El Ejecutivo apuesta al diálogo con los mandatarios provinciales para bloquear el proyecto de la oposición, que tendría un costo mayor a los $ 100 mil millones.


El Gobierno negocia con los jefes provinciales peronistas el bloqueo al proyecto que frena las subas en las tarifas de los servicios públicos, que avanza en el Congreso después de obtener dictamen en comisión de Diputados. La propuesta fue firmada por el bloque peronista Argentina Federal, el Frente Renovador y el kirchnerismo, en disidencia, y se debatirá la próxima semana en la Cámara baja. La iniciativa ya no necesita las dos terceras partes de los presentes para debatirse y el oficialismo apuesta a un acuerdo con el peronismo "dialoguista" para asegurarse el respaldo necesario para frenar el proyecto en el Parlamento

En la previa el debate en la comisión de Presupuesto y Hacienda de la Cámara de Diputados, el jefe de Gabinete Marcos Peña anticipó que en caso de que se aprueba la ley, el presidente Mauricio Macri la vetará porque la propuesta es "inviable e irresponsable en términos fiscales". De hecho tendría un costo mayor a los $ 100 mil millones, solo para este año, que impactaría no solo en las arcas nacionales sino también en las provinciales.

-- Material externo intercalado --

PR #91, opened 2020-08-04
Scroll top

Ahmedgagan:
Scroll-top on username-filter change


davidtaylorhq:
Another conflict here ^^

Also, just checking, does this code run when you click "back" in the browser? We don't want to reset the `topicListScrollPosition` in that case.

Ahmedgagan:
> Another conflict here ^^
> 
> Also, just checking, does this code run when you click "back" in the browser? We don't want to reset the `topicListScrollPosition` in that case.

Yaa in that case code works fine😃

PR #92, opened 2020-08-04
Refresh members

Ahmedgagan:
Scroll-top on username-filter change


assets/javascripts/discourse-assign/controllers/group-assigned-show.js.es6
```diff
@@ -3,6 +3,7 @@ import UserTopicsList from "discourse/controllers/user-topics-list";
 export default UserTopicsList.extend({
   user: Ember.inject.controller(),
   taskActions: Ember.inject.service(),
+  groupController: Ember.inject.controller('group.assigned'),
```
davidtaylorhq, line 6:
```suggestion
```

assets/javascripts/discourse-assign/controllers/group-assigned-show.js.es6
```diff
@@ -11,7 +12,10 @@ export default UserTopicsList.extend({
     unassign(topic) {
       this.taskActions
         .unassign(topic.get("id"))
-        .then(() => this.send("changeAssigned"));
+        .then(() => {
+          this.send("changeAssigned");
+          this.get('groupController').refreshList();
+        });
```
davidtaylorhq, line 18:
```suggestion
        .then(() => this.send("changeAssigned"));
```

assets/javascripts/discourse-assign/controllers/group-assigned.js.es6
```diff
@@ -29,6 +29,10 @@ export default Controller.extend({
       );
     }
   },
+  refreshList() {
+    console.log("called");
+    this.send("changeAssigned");
+  },
```
davidtaylorhq, line 35:
```suggestion
```

assets/javascripts/discourse-assign/routes/group-assigned.js.es6
```diff
@@ -22,5 +22,12 @@ export default DiscourseRoute.extend({
     } else {
       this.transitionTo("group.assigned.show", "everyone");
     }
+  },
+
+  actions: {
+    changeAssigned() {
+      console.log("route action");
+      this.refresh();
+    }
```
davidtaylorhq, line 31: This bit looks good. The only problem is that we already have a `changeAssigned` action in the `group-assigned-show` route. If you remove that, then I think the action will bubble all the way up to this `group-assigned` route, and the members will get refreshed correctly. (and I think the topic list will also be refreshed, since calling refresh() on `group-assigned` will also refresh child routes)

Ahmedgagan: 😍😍 It worked perfectly fine.
But now the issue is total counts doesn't change after refreshing too

davidtaylorhq:
@Ahmedgagan looks like a JS linting fail in travis

PR #95, opened 2020-08-06
Search

Ahmedgagan:
Basic search added


assets/javascripts/discourse/templates/group/assigned.hbs
```diff
@@ -1,5 +1,6 @@
 <section class="user-secondary-navigation group-assignments">
   {{#mobile-nav class="activity-nav" desktopClass="action-list activity-list nav-stacked" currentPath=router._router.currentPath}}
+    {{input type="text" placeholder="Name/Username" value=filterName class="search"}}
```
davidtaylorhq, line 3: The placeholder should be localised with I18n

app/controllers/discourse_assign/assign_controller.rb
```diff
@@ -144,6 +144,10 @@ def group_members
         .order('COUNT(users.id) DESC')
         .group('users.id')
         .select('users.*, COUNT(users.id) as "assignments_count"')
+
+      members = members.where("users.name like :filter OR users.username like :filter", filter: "%#{params[:filter]}%") if params[:filter]
```
davidtaylorhq, line 148: Interpolating things into SQL strings like this is potentially risky (because someone could inject malicious SQL). I think we should be able to do `members.filter_by_username()` in the same way that the [groups members list does it](https://github.com/discourse/discourse/blob/master/app/controllers/groups_controller.rb#L231)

El dictamen impulsado por los principales partidos de la oposición plantea que las tarifas de servicios públicos vuelvan a los valores de diciembre de 2017, que se actualicen de acuerdo a la variación salarial y que el IVA aplicado a las boletas baje un 50%, en el caso de los consumidores, y un 27%, en el caso de las Pymes. También establece que a los beneficiarios de la tarifa social no se les cobre IVA en las facturas. Justamente la recaudación del Impuesto al Valor Agregado se coparticipa con las provincias, por lo que la sanción de la ley incidiría tanto en los ingresos de Nación como de los 24 distritos.

"Hemos venido trabajando con los gobernadores, que han tenido una actitud muy responsable y, si sus diputados avanzaran en una cuestión así, nos sorprendería mucho", dijo Peña. El funcionario hizo estas declaraciones en una entrevista a radio La Red, tras una reunión en Olivos con Macri, el ministro del Interior Rogelio Frigerio, el de Producción Francisco Cabrera y los vicejefes de Gabinete Mario Quintana y Gustavo Lopetegui. En el encuentro dialogaron sobre tarifas y estrategia política, consigna Clarín.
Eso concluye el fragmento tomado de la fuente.